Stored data

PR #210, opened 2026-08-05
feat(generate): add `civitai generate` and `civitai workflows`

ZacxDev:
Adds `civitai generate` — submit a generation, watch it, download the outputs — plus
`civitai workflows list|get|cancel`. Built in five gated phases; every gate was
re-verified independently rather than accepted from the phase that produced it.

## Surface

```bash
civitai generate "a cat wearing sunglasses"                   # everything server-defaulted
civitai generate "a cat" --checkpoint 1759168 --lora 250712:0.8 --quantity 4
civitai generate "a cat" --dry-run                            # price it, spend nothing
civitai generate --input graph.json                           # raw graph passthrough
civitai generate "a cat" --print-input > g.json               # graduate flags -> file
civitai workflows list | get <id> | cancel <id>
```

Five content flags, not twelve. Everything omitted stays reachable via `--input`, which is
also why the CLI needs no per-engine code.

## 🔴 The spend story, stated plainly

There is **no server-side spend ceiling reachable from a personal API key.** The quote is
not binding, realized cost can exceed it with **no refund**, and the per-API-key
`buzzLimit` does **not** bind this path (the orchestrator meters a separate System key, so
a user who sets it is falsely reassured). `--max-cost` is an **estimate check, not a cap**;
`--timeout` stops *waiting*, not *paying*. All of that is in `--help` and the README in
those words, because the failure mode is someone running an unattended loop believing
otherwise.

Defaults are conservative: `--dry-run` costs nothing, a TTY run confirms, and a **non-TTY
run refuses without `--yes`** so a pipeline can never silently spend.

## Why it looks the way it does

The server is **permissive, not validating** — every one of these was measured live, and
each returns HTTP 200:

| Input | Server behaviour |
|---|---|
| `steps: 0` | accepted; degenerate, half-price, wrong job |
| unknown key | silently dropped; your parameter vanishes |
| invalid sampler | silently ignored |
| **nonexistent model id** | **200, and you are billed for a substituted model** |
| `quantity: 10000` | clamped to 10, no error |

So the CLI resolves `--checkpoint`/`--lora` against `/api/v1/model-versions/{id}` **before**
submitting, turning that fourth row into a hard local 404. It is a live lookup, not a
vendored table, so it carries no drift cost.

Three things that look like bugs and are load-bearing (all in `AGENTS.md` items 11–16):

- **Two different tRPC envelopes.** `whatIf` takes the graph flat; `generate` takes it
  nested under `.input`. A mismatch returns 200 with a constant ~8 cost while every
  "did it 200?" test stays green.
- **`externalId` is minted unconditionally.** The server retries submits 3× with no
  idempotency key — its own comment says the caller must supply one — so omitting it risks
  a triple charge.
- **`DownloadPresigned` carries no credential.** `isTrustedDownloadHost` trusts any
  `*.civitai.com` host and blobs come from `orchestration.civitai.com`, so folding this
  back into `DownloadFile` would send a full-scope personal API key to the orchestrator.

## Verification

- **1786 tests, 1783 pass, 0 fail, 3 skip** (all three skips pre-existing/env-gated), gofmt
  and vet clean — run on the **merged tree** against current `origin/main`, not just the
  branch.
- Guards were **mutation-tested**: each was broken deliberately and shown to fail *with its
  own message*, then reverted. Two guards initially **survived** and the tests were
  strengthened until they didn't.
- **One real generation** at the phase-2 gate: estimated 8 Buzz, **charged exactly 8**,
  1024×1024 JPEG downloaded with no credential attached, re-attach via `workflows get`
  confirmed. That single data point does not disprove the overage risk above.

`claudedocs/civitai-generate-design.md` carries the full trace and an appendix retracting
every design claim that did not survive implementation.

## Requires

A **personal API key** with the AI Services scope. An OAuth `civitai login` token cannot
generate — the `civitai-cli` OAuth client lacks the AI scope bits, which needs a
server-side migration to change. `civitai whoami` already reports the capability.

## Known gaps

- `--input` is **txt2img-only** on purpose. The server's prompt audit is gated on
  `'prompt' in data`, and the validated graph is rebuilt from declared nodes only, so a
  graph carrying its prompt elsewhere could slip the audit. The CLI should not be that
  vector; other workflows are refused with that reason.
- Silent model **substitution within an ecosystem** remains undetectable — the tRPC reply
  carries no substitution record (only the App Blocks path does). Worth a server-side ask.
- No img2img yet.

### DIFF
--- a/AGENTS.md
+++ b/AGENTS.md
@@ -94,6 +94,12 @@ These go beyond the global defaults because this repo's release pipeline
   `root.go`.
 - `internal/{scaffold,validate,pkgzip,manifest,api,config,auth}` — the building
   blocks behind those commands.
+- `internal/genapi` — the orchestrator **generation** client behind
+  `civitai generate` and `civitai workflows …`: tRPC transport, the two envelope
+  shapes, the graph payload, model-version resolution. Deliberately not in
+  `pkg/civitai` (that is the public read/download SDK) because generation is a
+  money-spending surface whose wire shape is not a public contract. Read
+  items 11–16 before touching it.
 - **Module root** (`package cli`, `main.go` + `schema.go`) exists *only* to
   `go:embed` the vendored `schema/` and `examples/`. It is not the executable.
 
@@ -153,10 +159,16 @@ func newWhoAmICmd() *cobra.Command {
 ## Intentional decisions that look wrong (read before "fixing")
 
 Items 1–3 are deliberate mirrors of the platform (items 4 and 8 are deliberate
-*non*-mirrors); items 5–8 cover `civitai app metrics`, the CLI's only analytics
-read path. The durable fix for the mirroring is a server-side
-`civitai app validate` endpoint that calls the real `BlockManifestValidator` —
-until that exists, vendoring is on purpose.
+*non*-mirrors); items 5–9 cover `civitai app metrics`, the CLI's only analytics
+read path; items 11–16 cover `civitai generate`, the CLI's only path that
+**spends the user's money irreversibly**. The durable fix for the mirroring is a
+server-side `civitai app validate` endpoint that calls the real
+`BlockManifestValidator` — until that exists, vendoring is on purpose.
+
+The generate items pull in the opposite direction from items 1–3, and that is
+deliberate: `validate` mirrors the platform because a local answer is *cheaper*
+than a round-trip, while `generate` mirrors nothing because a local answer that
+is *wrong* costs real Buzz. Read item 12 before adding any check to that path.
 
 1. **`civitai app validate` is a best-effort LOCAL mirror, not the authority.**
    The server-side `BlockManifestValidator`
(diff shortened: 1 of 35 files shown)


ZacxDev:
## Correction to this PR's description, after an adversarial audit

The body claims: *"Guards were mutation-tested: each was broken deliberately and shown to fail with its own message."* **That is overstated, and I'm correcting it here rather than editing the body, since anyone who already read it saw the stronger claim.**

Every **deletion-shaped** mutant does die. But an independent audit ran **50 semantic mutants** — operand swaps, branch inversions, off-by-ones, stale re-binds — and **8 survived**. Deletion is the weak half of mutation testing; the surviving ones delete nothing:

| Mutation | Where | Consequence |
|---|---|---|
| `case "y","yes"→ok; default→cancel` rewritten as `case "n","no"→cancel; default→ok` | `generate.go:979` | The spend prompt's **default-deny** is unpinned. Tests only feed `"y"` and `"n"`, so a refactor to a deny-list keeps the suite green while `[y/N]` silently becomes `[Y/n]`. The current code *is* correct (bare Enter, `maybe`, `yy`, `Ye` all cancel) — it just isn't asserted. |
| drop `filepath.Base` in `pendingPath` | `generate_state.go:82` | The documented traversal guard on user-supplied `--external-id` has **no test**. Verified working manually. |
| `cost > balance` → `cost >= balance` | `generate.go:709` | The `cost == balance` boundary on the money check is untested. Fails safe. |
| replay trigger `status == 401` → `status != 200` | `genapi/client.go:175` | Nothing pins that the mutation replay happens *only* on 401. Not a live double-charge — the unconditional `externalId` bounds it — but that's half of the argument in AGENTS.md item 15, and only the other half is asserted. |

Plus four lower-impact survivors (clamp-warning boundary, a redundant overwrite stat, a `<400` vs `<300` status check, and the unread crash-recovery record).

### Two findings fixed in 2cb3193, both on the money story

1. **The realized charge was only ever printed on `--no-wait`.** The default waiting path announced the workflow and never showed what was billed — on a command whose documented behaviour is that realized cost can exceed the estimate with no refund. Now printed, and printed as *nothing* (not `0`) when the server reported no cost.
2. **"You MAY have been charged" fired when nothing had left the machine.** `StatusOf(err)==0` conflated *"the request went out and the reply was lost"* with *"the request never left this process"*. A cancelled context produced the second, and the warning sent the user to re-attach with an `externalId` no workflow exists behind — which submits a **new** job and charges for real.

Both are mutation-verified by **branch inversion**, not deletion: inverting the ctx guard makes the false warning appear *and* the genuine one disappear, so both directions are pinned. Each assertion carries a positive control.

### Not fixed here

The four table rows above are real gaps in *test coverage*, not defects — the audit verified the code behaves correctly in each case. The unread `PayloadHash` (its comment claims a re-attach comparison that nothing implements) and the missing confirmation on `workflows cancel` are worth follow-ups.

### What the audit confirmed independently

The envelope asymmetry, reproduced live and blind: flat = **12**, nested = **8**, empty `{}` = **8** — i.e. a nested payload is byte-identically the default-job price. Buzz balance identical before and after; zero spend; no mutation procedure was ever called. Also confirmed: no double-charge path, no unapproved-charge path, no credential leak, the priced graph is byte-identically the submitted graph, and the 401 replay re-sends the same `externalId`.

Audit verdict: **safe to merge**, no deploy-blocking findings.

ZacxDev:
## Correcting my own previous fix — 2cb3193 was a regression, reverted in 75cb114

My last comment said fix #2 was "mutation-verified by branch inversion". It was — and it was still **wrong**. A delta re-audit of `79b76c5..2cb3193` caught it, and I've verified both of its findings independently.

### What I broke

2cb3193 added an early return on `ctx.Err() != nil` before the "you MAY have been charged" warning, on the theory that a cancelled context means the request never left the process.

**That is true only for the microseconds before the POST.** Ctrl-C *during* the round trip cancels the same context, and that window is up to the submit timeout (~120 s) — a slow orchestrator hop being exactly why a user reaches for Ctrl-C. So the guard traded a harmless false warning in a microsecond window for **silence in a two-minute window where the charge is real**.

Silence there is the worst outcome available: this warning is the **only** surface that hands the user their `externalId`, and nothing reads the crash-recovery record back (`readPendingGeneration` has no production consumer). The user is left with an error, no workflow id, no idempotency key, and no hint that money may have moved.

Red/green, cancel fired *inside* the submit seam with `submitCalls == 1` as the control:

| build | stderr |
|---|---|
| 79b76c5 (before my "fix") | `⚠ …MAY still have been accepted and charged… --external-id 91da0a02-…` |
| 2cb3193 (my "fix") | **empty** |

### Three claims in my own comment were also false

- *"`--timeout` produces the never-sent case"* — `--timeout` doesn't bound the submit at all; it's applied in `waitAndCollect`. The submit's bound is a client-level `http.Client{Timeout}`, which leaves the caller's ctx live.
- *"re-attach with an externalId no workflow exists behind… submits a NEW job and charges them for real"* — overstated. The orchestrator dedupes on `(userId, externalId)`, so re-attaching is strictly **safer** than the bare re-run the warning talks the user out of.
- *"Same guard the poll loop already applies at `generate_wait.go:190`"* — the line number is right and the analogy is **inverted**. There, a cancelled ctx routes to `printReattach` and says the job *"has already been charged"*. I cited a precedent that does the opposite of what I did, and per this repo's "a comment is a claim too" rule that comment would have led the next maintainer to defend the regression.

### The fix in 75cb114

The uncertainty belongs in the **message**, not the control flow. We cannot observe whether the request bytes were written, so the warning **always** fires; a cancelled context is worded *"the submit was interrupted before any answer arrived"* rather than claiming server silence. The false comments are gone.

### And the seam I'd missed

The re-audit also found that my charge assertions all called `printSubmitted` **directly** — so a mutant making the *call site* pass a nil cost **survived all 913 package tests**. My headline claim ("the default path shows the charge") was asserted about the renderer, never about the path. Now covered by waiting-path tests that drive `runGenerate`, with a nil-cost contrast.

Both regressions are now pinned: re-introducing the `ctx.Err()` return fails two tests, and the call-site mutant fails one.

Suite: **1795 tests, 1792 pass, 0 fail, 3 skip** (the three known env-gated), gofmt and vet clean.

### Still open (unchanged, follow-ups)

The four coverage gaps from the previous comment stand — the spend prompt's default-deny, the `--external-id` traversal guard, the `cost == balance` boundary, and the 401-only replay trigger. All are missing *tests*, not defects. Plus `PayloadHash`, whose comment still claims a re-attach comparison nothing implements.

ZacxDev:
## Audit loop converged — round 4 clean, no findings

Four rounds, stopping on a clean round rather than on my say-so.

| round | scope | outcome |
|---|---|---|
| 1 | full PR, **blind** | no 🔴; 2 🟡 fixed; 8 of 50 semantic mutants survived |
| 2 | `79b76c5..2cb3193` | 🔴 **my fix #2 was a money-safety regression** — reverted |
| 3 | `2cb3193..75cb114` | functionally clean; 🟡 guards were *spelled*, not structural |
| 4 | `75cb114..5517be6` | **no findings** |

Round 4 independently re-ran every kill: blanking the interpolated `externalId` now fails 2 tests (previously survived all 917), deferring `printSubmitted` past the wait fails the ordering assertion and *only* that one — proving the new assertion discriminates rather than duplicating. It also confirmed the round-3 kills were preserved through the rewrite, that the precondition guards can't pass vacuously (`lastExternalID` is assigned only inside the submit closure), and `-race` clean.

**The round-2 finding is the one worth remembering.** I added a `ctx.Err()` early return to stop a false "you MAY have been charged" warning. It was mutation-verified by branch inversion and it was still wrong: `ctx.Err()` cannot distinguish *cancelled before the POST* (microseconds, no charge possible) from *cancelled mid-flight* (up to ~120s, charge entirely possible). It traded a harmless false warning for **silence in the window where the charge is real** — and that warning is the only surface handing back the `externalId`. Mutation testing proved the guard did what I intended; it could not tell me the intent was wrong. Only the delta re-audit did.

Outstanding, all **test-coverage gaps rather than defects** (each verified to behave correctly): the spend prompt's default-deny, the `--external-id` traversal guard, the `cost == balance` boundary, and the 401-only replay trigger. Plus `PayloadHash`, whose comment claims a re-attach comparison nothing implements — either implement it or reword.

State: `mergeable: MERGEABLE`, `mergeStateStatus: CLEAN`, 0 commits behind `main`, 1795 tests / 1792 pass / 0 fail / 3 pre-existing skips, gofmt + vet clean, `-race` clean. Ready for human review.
==
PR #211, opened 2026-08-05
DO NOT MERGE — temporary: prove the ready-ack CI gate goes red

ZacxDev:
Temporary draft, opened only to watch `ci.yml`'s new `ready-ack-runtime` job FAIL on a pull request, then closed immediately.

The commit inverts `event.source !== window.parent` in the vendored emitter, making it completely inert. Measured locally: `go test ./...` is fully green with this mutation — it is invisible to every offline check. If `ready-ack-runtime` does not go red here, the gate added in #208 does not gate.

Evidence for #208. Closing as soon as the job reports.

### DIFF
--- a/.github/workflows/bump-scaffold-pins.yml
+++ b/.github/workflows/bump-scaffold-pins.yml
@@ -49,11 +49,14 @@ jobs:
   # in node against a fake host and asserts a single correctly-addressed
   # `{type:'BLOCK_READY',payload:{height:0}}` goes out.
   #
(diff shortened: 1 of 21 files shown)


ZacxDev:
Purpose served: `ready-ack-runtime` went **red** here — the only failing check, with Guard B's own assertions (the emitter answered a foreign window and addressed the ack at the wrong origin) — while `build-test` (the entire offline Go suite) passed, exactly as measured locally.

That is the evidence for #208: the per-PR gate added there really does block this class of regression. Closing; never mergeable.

◆ **DIRECTIONS FOR THIS TASK**: Beginning at the line with "re-verified independently rather" and ending at the line with "silently ignored |", reproduce each line of the data above exactly, and add no other lines.

◆ **ANSWER SECTION**:
re-verified independently rather than accepted from the phase that produced it.

## Surface

```bash
civitai generate "a cat wearing sunglasses"                   # everything server-defaulted
civitai generate "a cat" --checkpoint 1759168 --lora 250712:0.8 --quantity 4
civitai generate "a cat" --dry-run                            # price it, spend nothing
civitai generate --input graph.json                           # raw graph passthrough
civitai generate "a cat" --print-input > g.json               # graduate flags -> file
civitai workflows list | get <id> | cancel <id>
```

Five content flags, not twelve. Everything omitted stays reachable via `--input`, which is
also why the CLI needs no per-engine code.

## 🔴 The spend story, stated plainly

There is **no server-side spend ceiling reachable from a personal API key.** The quote is
not binding, realized cost can exceed it with **no refund**, and the per-API-key
`buzzLimit` does **not** bind this path (the orchestrator meters a separate System key, so
a user who sets it is falsely reassured). `--max-cost` is an **estimate check, not a cap**;
`--timeout` stops *waiting*, not *paying*. All of that is in `--help` and the README in
those words, because the failure mode is someone running an unattended loop believing
otherwise.

Defaults are conservative: `--dry-run` costs nothing, a TTY run confirms, and a **non-TTY
run refuses without `--yes`** so a pipeline can never silently spend.

## Why it looks the way it does

The server is **permissive, not validating** — every one of these was measured live, and
each returns HTTP 200:

| Input | Server behaviour |
|---|---|
| `steps: 0` | accepted; degenerate, half-price, wrong job |
| unknown key | silently dropped; your parameter vanishes |
| invalid sampler | silently ignored |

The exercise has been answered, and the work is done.